Start of Records to use
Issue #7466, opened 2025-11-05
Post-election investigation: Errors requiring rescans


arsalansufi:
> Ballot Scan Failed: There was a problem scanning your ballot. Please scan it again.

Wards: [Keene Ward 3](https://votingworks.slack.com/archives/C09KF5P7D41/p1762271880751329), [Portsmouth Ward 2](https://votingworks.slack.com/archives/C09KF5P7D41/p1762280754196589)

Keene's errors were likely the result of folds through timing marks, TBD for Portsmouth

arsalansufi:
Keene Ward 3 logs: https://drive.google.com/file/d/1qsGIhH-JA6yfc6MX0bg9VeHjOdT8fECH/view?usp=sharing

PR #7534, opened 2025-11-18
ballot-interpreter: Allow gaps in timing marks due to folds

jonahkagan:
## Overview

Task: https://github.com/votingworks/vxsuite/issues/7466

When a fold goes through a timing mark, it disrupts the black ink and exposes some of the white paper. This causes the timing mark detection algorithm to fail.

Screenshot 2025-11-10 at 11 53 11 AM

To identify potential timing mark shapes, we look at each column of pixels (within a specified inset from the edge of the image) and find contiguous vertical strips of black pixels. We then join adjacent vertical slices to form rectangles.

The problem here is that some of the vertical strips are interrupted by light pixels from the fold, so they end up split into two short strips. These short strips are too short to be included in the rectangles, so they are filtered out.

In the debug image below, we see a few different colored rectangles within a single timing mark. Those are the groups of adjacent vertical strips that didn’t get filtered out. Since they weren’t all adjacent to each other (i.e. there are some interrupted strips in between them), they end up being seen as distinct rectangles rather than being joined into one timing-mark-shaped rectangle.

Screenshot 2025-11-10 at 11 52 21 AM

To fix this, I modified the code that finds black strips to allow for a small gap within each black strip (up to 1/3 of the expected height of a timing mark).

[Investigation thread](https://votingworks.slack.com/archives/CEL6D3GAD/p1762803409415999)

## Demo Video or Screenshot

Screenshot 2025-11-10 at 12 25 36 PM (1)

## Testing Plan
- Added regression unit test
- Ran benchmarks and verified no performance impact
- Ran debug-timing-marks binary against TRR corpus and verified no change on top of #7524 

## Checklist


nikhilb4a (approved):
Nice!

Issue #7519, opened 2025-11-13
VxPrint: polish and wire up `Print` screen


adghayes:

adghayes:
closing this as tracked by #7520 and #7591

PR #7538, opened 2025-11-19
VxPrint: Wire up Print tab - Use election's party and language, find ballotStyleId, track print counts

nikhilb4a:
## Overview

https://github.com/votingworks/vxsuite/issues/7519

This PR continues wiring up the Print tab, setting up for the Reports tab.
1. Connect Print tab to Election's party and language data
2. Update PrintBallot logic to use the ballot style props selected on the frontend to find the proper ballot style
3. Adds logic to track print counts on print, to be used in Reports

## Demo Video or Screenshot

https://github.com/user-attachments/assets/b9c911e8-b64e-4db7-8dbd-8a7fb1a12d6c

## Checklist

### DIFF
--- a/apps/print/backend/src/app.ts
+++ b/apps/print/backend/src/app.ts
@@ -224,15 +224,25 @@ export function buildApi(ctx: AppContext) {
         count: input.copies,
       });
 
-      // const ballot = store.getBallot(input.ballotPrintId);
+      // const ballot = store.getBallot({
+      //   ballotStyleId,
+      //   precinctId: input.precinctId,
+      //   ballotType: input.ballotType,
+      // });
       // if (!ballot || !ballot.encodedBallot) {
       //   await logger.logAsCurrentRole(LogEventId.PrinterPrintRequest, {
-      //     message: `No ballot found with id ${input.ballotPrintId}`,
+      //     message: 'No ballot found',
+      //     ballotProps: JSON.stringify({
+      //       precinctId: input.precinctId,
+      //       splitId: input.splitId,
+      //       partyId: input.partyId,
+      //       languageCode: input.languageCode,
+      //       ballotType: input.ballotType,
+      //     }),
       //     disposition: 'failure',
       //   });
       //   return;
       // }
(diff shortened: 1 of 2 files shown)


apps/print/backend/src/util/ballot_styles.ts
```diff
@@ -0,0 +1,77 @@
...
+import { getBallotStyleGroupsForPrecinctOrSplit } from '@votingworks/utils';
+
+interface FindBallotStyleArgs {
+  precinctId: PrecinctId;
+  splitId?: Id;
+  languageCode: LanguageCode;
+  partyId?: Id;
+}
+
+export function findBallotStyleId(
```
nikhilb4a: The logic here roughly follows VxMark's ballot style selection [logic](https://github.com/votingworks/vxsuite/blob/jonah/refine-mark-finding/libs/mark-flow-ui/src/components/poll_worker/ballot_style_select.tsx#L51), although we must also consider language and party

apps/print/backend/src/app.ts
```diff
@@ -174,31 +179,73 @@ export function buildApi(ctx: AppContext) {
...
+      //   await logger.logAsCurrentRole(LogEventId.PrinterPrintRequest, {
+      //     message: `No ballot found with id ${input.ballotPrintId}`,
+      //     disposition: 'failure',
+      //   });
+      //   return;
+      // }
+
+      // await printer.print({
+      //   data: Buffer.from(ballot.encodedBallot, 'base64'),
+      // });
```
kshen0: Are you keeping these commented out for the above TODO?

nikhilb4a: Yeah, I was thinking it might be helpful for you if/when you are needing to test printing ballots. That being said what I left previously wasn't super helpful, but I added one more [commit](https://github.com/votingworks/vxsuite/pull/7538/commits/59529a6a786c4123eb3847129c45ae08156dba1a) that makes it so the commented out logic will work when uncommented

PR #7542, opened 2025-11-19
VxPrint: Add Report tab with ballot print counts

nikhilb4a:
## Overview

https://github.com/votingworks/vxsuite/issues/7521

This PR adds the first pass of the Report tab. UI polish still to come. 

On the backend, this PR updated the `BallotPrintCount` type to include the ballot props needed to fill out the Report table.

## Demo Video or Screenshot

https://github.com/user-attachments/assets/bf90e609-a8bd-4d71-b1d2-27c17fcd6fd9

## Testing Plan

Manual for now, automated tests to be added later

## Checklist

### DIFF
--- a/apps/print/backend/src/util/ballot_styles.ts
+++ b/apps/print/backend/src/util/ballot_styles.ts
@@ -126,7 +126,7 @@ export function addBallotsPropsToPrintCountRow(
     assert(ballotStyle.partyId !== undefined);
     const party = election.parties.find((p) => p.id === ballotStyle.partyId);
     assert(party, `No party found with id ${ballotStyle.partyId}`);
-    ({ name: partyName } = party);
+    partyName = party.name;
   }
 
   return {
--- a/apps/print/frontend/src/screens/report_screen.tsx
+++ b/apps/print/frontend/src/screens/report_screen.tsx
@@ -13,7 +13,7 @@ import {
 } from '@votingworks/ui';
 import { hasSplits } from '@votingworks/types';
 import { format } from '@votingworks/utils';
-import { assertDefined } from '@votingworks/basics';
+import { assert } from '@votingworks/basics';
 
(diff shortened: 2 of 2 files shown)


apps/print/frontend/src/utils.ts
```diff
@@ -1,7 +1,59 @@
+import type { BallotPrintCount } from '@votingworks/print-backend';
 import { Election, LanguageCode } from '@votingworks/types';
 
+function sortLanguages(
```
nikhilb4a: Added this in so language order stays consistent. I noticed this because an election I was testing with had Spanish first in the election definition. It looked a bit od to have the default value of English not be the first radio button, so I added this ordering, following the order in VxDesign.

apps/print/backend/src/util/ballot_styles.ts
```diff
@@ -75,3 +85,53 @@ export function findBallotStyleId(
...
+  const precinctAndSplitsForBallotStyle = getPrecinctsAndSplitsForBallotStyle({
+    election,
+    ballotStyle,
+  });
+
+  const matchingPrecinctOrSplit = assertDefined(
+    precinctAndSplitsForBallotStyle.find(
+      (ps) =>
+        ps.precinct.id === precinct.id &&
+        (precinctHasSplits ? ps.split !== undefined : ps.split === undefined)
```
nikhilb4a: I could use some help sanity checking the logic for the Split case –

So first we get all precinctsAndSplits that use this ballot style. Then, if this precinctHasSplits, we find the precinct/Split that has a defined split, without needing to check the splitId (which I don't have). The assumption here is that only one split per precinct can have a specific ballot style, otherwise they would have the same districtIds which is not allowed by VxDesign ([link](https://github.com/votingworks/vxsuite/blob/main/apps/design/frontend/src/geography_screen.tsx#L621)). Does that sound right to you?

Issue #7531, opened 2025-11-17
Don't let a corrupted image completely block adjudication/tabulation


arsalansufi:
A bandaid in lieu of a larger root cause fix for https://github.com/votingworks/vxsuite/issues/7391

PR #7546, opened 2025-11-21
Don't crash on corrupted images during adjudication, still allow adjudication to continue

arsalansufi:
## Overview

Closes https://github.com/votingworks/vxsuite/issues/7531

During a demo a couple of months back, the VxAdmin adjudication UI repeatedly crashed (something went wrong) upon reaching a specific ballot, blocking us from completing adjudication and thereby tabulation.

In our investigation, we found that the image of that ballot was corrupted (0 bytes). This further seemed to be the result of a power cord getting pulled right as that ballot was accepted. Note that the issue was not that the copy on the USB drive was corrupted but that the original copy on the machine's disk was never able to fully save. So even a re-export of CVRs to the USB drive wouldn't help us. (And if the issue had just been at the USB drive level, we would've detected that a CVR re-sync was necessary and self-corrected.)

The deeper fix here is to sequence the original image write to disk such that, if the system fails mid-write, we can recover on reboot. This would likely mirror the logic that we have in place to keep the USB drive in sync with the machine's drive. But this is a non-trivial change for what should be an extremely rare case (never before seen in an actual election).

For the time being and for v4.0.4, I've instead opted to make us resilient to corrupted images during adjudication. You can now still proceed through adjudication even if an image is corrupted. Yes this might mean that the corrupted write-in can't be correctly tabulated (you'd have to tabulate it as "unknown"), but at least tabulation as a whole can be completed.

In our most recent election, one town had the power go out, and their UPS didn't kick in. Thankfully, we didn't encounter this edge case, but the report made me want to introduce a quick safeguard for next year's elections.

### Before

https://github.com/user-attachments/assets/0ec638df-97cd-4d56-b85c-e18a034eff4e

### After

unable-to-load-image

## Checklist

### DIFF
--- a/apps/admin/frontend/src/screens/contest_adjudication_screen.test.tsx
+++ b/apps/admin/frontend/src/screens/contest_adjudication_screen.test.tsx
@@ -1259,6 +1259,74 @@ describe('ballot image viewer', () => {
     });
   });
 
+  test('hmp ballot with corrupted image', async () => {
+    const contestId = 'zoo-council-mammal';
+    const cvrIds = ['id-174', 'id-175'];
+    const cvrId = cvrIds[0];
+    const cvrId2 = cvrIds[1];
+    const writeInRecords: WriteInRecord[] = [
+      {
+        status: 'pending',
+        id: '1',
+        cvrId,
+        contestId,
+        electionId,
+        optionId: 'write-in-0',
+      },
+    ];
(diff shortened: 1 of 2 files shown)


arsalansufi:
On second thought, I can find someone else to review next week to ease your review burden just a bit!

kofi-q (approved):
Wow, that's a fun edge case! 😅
End of Records to use
▶ **Your goal**:
Give back exactly the lines above, from the line containing "Keene's errors were" through the line containing "To identify potential", with both end lines and nothing more.

▶ **Exercise response**:
Keene's errors were likely the result of folds through timing marks, TBD for Portsmouth

arsalansufi:
Keene Ward 3 logs: https://drive.google.com/file/d/1qsGIhH-JA6yfc6MX0bg9VeHjOdT8fECH/view?usp=sharing

PR #7534, opened 2025-11-18
ballot-interpreter: Allow gaps in timing marks due to folds

jonahkagan:
## Overview

Task: https://github.com/votingworks/vxsuite/issues/7466

When a fold goes through a timing mark, it disrupts the black ink and exposes some of the white paper. This causes the timing mark detection algorithm to fail.

Screenshot 2025-11-10 at 11 53 11 AM

To identify potential timing mark shapes, we look at each column of pixels (within a specified inset from the edge of the image) and find contiguous vertical strips of black pixels. We then join adjacent vertical slices to form rectangles.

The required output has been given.